[Source data Boundary: Start]

PR #2472, opened 2023-09-13
chore(reports-view): small cleanup

bruno-fs:
Since the url for reports tarball view gives no margin for a None report id, the error treatment the view had for report_id is completely useless (django is already doing that for us).

### DIFF
--- a/quipucords/api/reports/view.py
+++ b/quipucords/api/reports/view.py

[Source data Boundary: End]

Your assignment: The lines that mention the word "reports" should be pulled from the records above.

Task solution:
chore(reports-view): small cleanup
Since the url for reports tarball view gives no margin for a None report id, the error treatment the view had for report_id is completely useless (django is already doing that for us).
--- a/quipucords/api/reports/view.py
+++ b/quipucords/api/reports/view.py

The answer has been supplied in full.